С пустой корзинкой она проделала путь назад к запертой двери в дальней стене. Несколько рук потянулось к ней. Они хватали ее за юбку, но в этом не было угрозы, а только отчаяние. Она выглядела вовсе не так, как лицо, обладающее властью и способное помочь выбраться кому-нибудь из этих несчастных заключенных, и большинство из них следили за ее движением тусклыми и равнодушными глазами.
Арабелла принялась колотить кулаком в дверь, теперь уже отчаянно стремясь выбраться на солнечный свет, оставив позади затхлый и болезненный воздух тюрьмы. Она барабанила снова и снова, и горло ей сжимала усугубляющаяся паника. Наконец в замке заскрежетал ключ, и дверь приоткрылась на несколько дюймов. Арабелла выскользнула наружу и глубоко вдохнула воздух.
– Надеюсь, что игра стоила свеч, – сказал жандарм. – Я бы потребовал больше, чем несколько су, за то, чтобы проникнуть туда.
– Я беру только то, что могу найти, – ответила Арабелла и поспешила прочь, размахивая корзинкой с беззаботностью женщины, чувствующей себя как дома.
Она почти бегом проскользнула в ворота и увидела Джека, все еще неподвижно стоявшего на том месте, где она оставила его. Когда она подбежала к нему, он все еще не шелохнулся, только в его глазах она прочла мучивший его вопрос.
– Она там, – сказала Арабелла.
Он хотел, чтобы эта женщина оказалась Шарлоттой, и боялся этого. Если бы ее там не оказалось, если бы Фламан ошибся, это означало бы, что она умерла в тюрьме Ля Форс и он не покинул ее. Но по мере того как реальность просачивалась в его сознание, а мучительному ожиданию пришел конец, он ощутил только прилив радости, глубокой и всепоглощающей.
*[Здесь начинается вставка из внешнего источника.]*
PR #135, opened 2026-09-09
fix(camera): name the top video-quality tier for its rank, not for a resolution

lenoxys:
## The bug

`resolveVideoQuality(3)` answered `"3K HD"` for every camera. On a 2K camera that is a resolution the device does not have, and it is the *only* name the SDK offered for that camera's top tier.

> The branch name says `per-model`, which is where this started. The second commit throws that away — see below. The name is left alone rather than churned.

## Why not a per-model label map

That was the first attempt, and the comment above `VIDEO_QUALITY_TIERS` even prescribed it. Three things say it is wrong:

**1. The resolution is not discoverable.** A camera does not report its top resolution — the cloud record's `product` is `null` and no parameter carries it. The app's own model registry spells a resolution into only some older families, and neither confirmed model is among them:

| model | app family | resolution in the name |
| --- | --- | --- |
| T8170 | `BATTERY_SOLO_CAM_8170` | no |
| T8425 | `FLOODLIGHT_8425` | no |
| T8171 | *absent from the registry* | — |

So a label map is hand-maintained per model, indefinitely, with no source to check it against.

**2. The app is not consistent with itself.** On one T8171, the SAME tier 3 of the SAME sensor is:

- `2K HD` in the **Recording Quality** picker
- `2K` in the **Streaming Quality** picker

There is no single label to be right about.

**3. A resolution label is presentation.** The repo's rule is that presentation belongs to the caller. The tier's RANK is the device fact; what to call the pixels is not.

## What this does instead

`VideoQuality.Max` — tier 3 named for its rank. The two lower tiers keep their resolutions, which are 720P and 1080P on every camera confirmed so far.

Он осознал, что Арабелла рядом, что она стоит возле него, а ее рука сжимает его руку и лицо ее строго и серьезно.
– Джек, она больна. Боюсь, что это чахотка.
И снова душу его заполнил мрак.
– У нас мало времени, – продолжала она, тряся его руку. – Каждая минута, что она проводит в этом склепе…
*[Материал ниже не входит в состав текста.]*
PR #136, opened 2026-09-09
feat(camera): the two quality settings, told apart — live view and recording

lenoxys:
> Supersedes and absorbs #135. They were split, which was wrong: #135 renamed the top tier on `VideoQuality`, this renamed `VideoQuality` itself, so reviewing the first meant reviewing an already-obsolete symbol — and it inflicted two breaking renames of one symbol instead of one. The `Max` decision is also justified *by the evidence gathered here*, so it never stood alone.

## The trap

A camera has **two** quality settings, and the SDK modelled one of them under a name that did not say which:

| app picker | sub-command | app's own name | mirror param |
| --- | --- | --- | --- |
| **Streaming Quality** | 2730 | `multicamSetVideoQuailty` | 1020 |
| **Recording Quality** | 2731 | `multicamSetRecordQuailty` | 1023 |

The vendor's names invert what they suggest — "Video" is the live view, "Record" is what gets stored. `camera.videoQuality` read 2731, so it was the *recording* quality, and the JSDoc on that id literally read "Video / streaming quality": it was describing the other setting.

Adding the live-view one next to a `videoQuality` that means recording would have been permanent. The pair is now `recordingQuality` and `streamingQuality`.

They are separate wires, established by observation and not by name: changing Streaming Quality moved **1020 and 2730** and left 1023 and 2731 untouched. Changing Recording Quality did the reverse.

## The top tier is named for its rank, not a resolution

`resolveVideoQuality(3)` answered `"3K HD"` for every camera. On a 2K camera that is a resolution the device does not have, and it was the only name offered for that camera's top tier.

A per-model label map was the first attempt — the comment in the source even prescribed one. It is in this branch's history and then deleted, because three things say it is wrong:

**1. The resolution is not discoverable.** The cloud record's `product` is `null` and no parameter carries it. The app's own model registry spells a resolution into only some older families, and neither confirmed model is among them:

| model | app family | resolution in the name |
| --- | --- | --- |
| T8170 | `BATTERY_SOLO_CAM_8170` | no |
| T8425 | `FLOODLIGHT_8425` | no |
| T8171 | *absent from the registry* | — |

**2. The app is not consistent with itself.** On one T8171, the SAME tier 3 of the SAME sensor is `2K HD` in the Recording picker and `2K` in the Streaming picker. There is no single label to be right about — and that is evidence only this branch's second capture run could produce.

**3. A resolution label is presentation**, which the repo's rules give to the caller. The tier's rank is the device fact.

So: `Max`. No table, no model parameter on any resolver, one name valid on every camera. The two lower tiers keep their resolutions, which are 720P and 1080P everywhere confirmed.

## Evidence

Every option tapped through the app's picker on two standalone cameras, each read back on the cloud parameter.

**Streaming** (0-3):

| tier | T8170 | T8171 |
| --- | --- | --- |
| 0 | Auto | Auto |
| 1 | HD (720P) | HD (720p) |
| 2 | Full HD (1080p) | Full HD (1080p) |
| 3 | 3K HD | 2K |

**Recording** (1-3): identical tiers, `3K HD` on T8170 and `2K HD` on T8171 — no tier 0.

The streaming frame, decrypted from a T8170 capture, all four values byte-exact:

```
outer cmd 1350 (SET_PAYLOAD), signCode 8
{"cmd":2730,"payload":{"transaction":"<epoch ms>","quality":N,
 "channel":0,"mode":0,"primary_view":0},"account_id":…}
```

The station echoes the same payload back as a `1351` NOTIFY_PAYLOAD carrying the same `transaction`.

## Tier 0 is the difference that matters

Recording has no `Auto`. The two domains are **not** interchangeable: `0` is a real tier on one wire and out of range on the other, and a test pins that. Sharing one tier set would have made `setRecordingQuality(0)` look valid.

## The read is 1020, not 2730

2730 carries a per-mode config; 1020 carries the tier in force, which is what the property means.

It is also the name the param dictionary already gives 1020 — and `Device` keys state by **name**, so a member claiming 2730 under this name would have collided with it on a device reporting both. That fails silently (`undefined` forever), not loudly.

## Breaking changes, called out deliberately

- `camera.videoQuality` / `setVideoQuality` → `recordingQuality` / `setRecordingQuality`, and the same for `VideoQuality`, `VIDEO_QUALITY_TIERS` and the three resolvers.
- `setRecordingQuality("3K HD")` no longer resolves; `Max` replaces it on every camera. The old name was wrong on half the confirmed ones while still landing on a real tier, so nothing looked broken at any layer.

Below 1.0 the repo's rule is to move the shape rather than keep a parallel one, so there are no deprecated aliases.

## Worth challenging

- **`transaction` is sent on 2730 but not on 2731.** Each matches its own captured frame; neither is inferred from the other.
- **The envelope adds `mChannel`/`mValue3`, which the captured app frame does not carry.** `setPayload` always emits them and the recording sibling's write was confirmed live that way, so the family accepts them — but that is the sibling's evidence, not this command's.
- The 2731 write still hardcodes `mode: 0` while the read is the resolved tier. Both cameras reported `cur_mode: 0` throughout, so there is no evidence either way, and guessing is what the repo forbids.
- **Nothing here is HW-tested from the SDK.** The frames come from the app. Read paths are confirmed on both cameras.

## Deliberately not done

Param **1023** (`videoRecordQuality`), recording's flat mirror, stays unmodelled: the meaning already has an owner, and a read alias only earns its place if some device reports 1023 without 2731. Neither confirmed camera does.

## Verification

`npm run verify` green — 3381 tests, all guards, build, ESM check, examples typecheck.


martijnpoppen (approved):

lenoxys:
## HW test: the write is withdrawn, the read stays

Replayed the captured 2730 frame from this SDK against a standalone T8171. **Nothing changed on the device**, over 40 minutes. So the setter is gone: `unverified: true`, no `write`, the intent path throws, and the read ships ahead of it.

### Why this is not "the SDK cannot reach the camera"

A control experiment in the same session, same camera, same envelope:

| write | sub-command | result |
| --- | --- | --- |
| `recordingQuality` | 2731 | **landed**, device reported it back |
| `streamingQuality` | 2730 | no change, ever |

So the session, the level-2 key, the channel and the envelope are all fine. Something about 2730 specifically is not.

### What I ruled out, and what I did not

**Ruled out: `transaction`.** It was the obvious suspect — the two failing writes carried it and the working one did not. Removed it and re-tested: 2730 still did nothing. So it is not the cause, and it is no longer sent.

**Not ruled out: `mChannel`/`mValue3`.** The app's captured 2730 frame carries neither, and `setPayload` always emits them. The recording sibling's confirmed write emits them too and works, so the family tolerates them — but that is 2731's evidence, not 2730's. Testing this needs transport plumbing to omit them, which is out of scope here.

### The honest verdict is weaker than "it fails"

The cloud parameter is a poor oracle for a control write. On this camera it lagged a **confirmed** 6020 write by ~5 minutes (see #134), so 40 minutes of no movement is suggestive but not proof. The reliable confirmation is the reply the station sends within a second, and that reply does not open under the session decrypt on this model.

So the truthful position is not "this write is broken" but **"there is currently no reliable way to tell whether it lands"** — which is exactly what the unverified rule is for. Read paths may ship ahead of writes, and verification is per direction.

### Unchanged by any of this

Everything the PR establishes about the *distinction* stands, and none of it depended on our own send: the two settings are separate wires with separate parameters and separate domains, and the `Max` naming rests on the app's own labels. Only our ability to drive 2730 is in question.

– Думаешь, я этого не понимаю? – ответил он, стряхивая ее руку со своей.
Джек повернулся на каблуках и быстро пошел к реке. С минуту она стояла, глядя на его удаляющуюся спину, потом побежала за ним. Ей и в голову не приходило ожидать благодарности, но любая другая реакция, кроме этой отповеди, была бы желанна. И все же она понимала, что он чувствует, и не держала на него зла.
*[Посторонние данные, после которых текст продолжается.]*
PR #137, opened 2026-09-09
feat(doorbell): live-view quality and video encoding format, both inside 1705

lenoxys:
## What

A doorbell exposes two menus the SDK modelled neither of — **Streaming Quality** (Auto/Low/Medium/High) and **Video Encoding Format** (high/low compression). They turn out to be *one* parameter.

```
1705 = quality + (highCompression ? 5 : 0)      quality: 0 Auto, 1 Low, 2 Medium, 3 High
```

| | low compression | high compression |
| --- | --- | --- |
| Auto | 0 | **5** |
| Low | **1** | **6** |
| Medium | 2 | **7** |
| High | **3** | **8** |

Bold = written from the app and read back off the parameter. The plain two follow the same arithmetic and were **not** individually written; the JSDoc says so rather than implying otherwise.

The model earned some trust on the way: after Low=6 / Medium=7 / High=8 / Auto=5 it predicted that switching the encoding format would move High from 8 to **3**, then that Low on low compression would be **1**. Both held before being observed.

## Wire

Captured byte-exact on a T8210 behind a HomeBase:

```
outer P2P cmd 1705 itself — no wrapper — signCode 8, on the doorbell's channel
[u32 channel][u32 value][account_id ASCII pad 128]        = 136 B
```

The same direct-binary struct its **1703** and **1704** siblings already use in this file, both `verified` here. The station answers with an unencrypted level-1 frame carrying `0`.

## Why this is not two ordinary members

Two settings in one integer breaks the usual shape three ways, and each is handled rather than worked around:

- **`videoQuality`** owns 1705 and lifts its half out with `decode`. Its setter is `writtenElsewhere`, because rebuilding the integer needs the *other* half's current value and a member's `write` receives only the new value and the context.
- **`highCompressionEncoding`** declares no param and reads the owner's value. Two members claiming 1705 would leave the second reading a name nothing is stored under — `undefined` forever, silently. A paramless member publishes no schema entry, which prevents that structurally rather than by convention.
- **Both setters are `method`s**, which do get the state reader, and each preserves the half it does not own. Tests pin exactly that: setting quality on `8` sends `6`, setting low compression on `8` sends `3`.

## One validator, shared

Both halves go through the same guard so they cannot disagree about what a value means. It rejects:

- **4 and 9** — in range, but outside the encoding. Reading 9 as `9 % 5` would answer a quality of 4, which is not one.
- **`null` and `""`** — `Number()` maps both to 0, and 0 is a real setting here (Auto, low compression), so an absent reading must not decode as one. The type is checked before converting.

## Not done

**Not HW-tested.** The frame is the app's, not ours. Worth saying plainly given what happened elsewhere today: on a *standalone* camera I could not confirm a send at all, because the cloud parameter lagged a landed write by minutes and the reply that would settle it in a second does not decrypt there.

This doorbell is the better case — it is behind a HomeBase and its reply comes back **unencrypted**, so a send from the SDK can actually be judged here. That test is the obvious follow-up and I would rather it be a separate, deliberate step than a claim in this PR.

## Verification

`npm run verify` green — 3383 tests, all guards, build, ESM check, examples typecheck.


lenoxys:
## HW-tested — and the test rejected the first design

Replayed from this SDK against the T8210. The write works. The **shape** did not, and the device is what caught it.

### What broke

The first shape took one setting and preserved the other by reading it back. Two writes in one session:

| step | expected | actual |
| --- | --- | --- |
| `setVideoQuality(Low)` on 8 | 6 | **6** ✓ |
| `setHighCompressionEncoding(false)` | 1 | **3** ✗ |

The state reader is the snapshot the device was bound with. So the second call composed against the value from *before* the first — it re-read `8`, took `8 % 5 = 3`, and silently reverted the quality to High while appearing to do exactly what was asked.

No unit test would have found that. The reader was faithfully mocked in the spec, and the spec passed.

### The fix is a smaller API, not a smarter one

The wire cannot set one half alone — every frame carries the whole integer — so `setVideoQuality(quality, highCompression)` takes both. `setHighCompressionEncoding` is gone.

That removes the stale copy instead of refreshing it, and puts the choice where it can be made correctly: a caller reads both properties and passes what it wants, rather than the SDK guessing from a copy it has no way to trust. Requiring both arguments is the API telling the truth about the wire.

### Re-tested, same session, three writes

```
setVideoQuality(Low, high)   -> 1705 = 6    PASS
setVideoQuality(Low, low)    -> 1705 = 1    PASS   <- the step that broke before
restore(High, high)          -> 1705 = 8    PASS
```

Each read back off the parameter, and the device is left as it was found. The spec now pins that middle step specifically.

### Status

This is the only write in today's batch that is confirmed end to end from the SDK. #134 and #136 both ship their writes as `unverified` for the opposite reason — on a standalone camera the cloud parameter lagged a landed write by minutes and the reply that would settle it does not decrypt, so nothing there could be judged. This doorbell is behind a HomeBase and answers in clear, which is what made the difference.

max246 (approved):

Арабелла нагнала его на Пон-Неф, и когда ее рука скользнула под его локоть, он замедлил шаг. Его другая рука накрыла ее руку.
– Прости меня, – сказал он.
– Нечего прощать, – ответила Арабелла. – Что нам теперь делать?
– Найти посредника.
Он снова ускорил шаг, и больше она ничего не говорила, до тех пор пока они не добрались до дома. Джек провел ее туда через боковую калитку, потом через сад, где гнездились куры и росло несколько кустов бобов. Наконец они попали в кухню.
Здесь были не все, кого она видела накануне, но Тереза что-то мешала в горшке, стоявшем на плите, а другие женщины мыли и чистили овощи. Старик так же сидел в углу перед огнем, поворачивая на вертеле олений окорок. И Арабелла подумала, что эти люди живут неплохо. Откуда они получали припасы, если весь город умирал от голода?
Молодой человек, которого она не видела раньше, ворвался в кухню из коридора. С сияющим от радости лицом он раскрыл объятия Джеку:
– Джек, mon ami!
– Мишель! – Джек обнял его. – Я полагаю, что олениной мы обязаны тебе.
– Да, я привез ее с фермы, укрыв под картофелем, – ответил молодой человек с самодовольной улыбкой. – Эти глупые жандармы даже не учуяли, что у них под самым носом.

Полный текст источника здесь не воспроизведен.